今年は世界的には“選挙イヤー”ということらしい。海外では、台湾総統選挙、ロシア大統領選挙、韓国総選挙、インド総選挙、欧州議会選挙、そして米大統領・連邦議会選挙など、文字通り世界の行方を左右する大国の選挙が目白押しであった。そして、日本では10月下旬に衆議院議員選挙があったばかりだが、その他注目を集めた選挙として、東京都知事選挙や兵庫県知事選、名古屋市長選などがあった。
国内外に多くの課題を抱えている中、政策を議論する議員を選出する選挙は大変重要であるのは言うまでもないが、若者の関心は低い、と言われている。確かに、年代別の投票率を見てみるとその傾向は明らか。この若者の政治に対する関心を惹こうと、政治家も行政もいろんな取り組みをしているようだが、効果のほどはそうでもない。そりゃそうだと思う。自分の一票だけで世の中が変わるとはとても思えないし、投票日はだいたい日曜日なので遊びに行きたいし…。

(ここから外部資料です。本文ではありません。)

PR #882, opened 2026-08-21
Add `resultsDir` config option and `--results-dir` run command arg for scoped Allure results discovery

vdvukhzhilov:
### Context

Introduce `resultsDir` so users can choose which Allure results directories feed reports and live runs.

- **Config:** `resultsDir` (`string | string[]`) in `allurerc`
- **CLI:** `--results-dir` on `run` / `agent` (repeatable);
- **Priority:** CLI argument > config option > command default value

Main reason: avoid pulling every `allure-results` tree in the repo into `allure run` reports when only a subset is relevant.

#### Checklist

- [x] [Sign Allure CLA][cla]
- [x] Provide unit tests


packages/core/src/utils/resultsDir.ts
```diff
@@ -0,0 +1,13 @@
...
+ * Drops "", whitespace-only entries, and empty arrays — treated as unset → [].
+ */
+export const normalizeResultsDir = (value?: string | string[]): string[] => {
+  if (value === undefined) {
+    return [];
+  }
+
+  const values = Array.isArray(value) ? value : [value];
+
+  return values.map((entry) => entry.trim()).filter((entry) => entry.length > 0);
```
delatrie: I would not trim file paths. Whitespaces are significant in this context.

packages/cli/src/utils/resultsPatterns.ts
```diff
@@ -0,0 +1,84 @@
...
+ * Drops "", whitespace-only entries, and empty arrays — treated as unset → [].
+ */
+export const normalizeResultsDir = (value?: string | readonly string[]): string[] => {
+  if (value === undefined) {
+    return [];
+  }
+
+  const values = typeof value === "string" ? [value] : [...value];
+
+  return values.map((entry) => entry.trim()).filter((entry) => entry.length > 0);
```
delatrie: Same here: a leading/trailing whitespace is significant in paths (although weird).

packages/cli/src/commands/history.ts
```diff
@@ -47,7 +47,14 @@ export class HistoryCommand extends Command {
   });
 
   async execute() {
-    const { resultDirectories, patterns } = await findAllureResultDirectories(process.cwd(), this.resultsDir);
+    const cwd = process.cwd();
+    const fileConfig = await readConfig(cwd);
```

一つ提案したい。学校(高校)の授業で政治を教えるのである。現在の公民の授業では三権分立とか、衆議院の任期とか、仕組みばかり教えることになっていて、こんなの覚えること以外にやることはないし、どう考えても興味は湧かないだろう。国内外で今何が争点になっていて、各政党がどんな主張をして、国会論戦ではどんな政治家がどんな発言をしているのか、などについて授業で教えてみてはどうか。足許であれば、103万円の壁や政治資金規正法の再改正などについて、生徒たちの意見を求めるのも面白いと思う。
一方で、昨今の選挙はSNSの影響力の大きさについても指摘されている。確かに、今や選挙に限らず通常のビジネス活動もSNSの利用抜きには考えられない。これが一定程度若者が選挙へ関心を向けることに貢献しているのだとすれば、うまく活用できればそれに越したことはないと思う。ただ、SNSの特質上偽情報も混じっているだろうし、それも含めて自らの主張がどんどん先鋭化していき、ひいては社会の分断を引き起こしてしまうというのも事実であろう。であれば、それも同じ授業の中で教えるのはどうだろう。情報収集に当たってのニュースソースごとの留意点や、いずれの情報も鵜呑みせずに一度立ち止まって考えみる、などを学ぶことができれば、もっと良いのではないだろうか。
学校という場なので、政治的に偏った教え方になってはいけないわけで、これがどれほど難しいものなのか重々承知の上だが、現在の“生の政治”を授業でそれこそ生々しく教えることで、高校生の関心度はグッと高まるはず。高校を卒業するときには全員選挙権を手にしているのだ。教育機関として工夫のしどころであろう。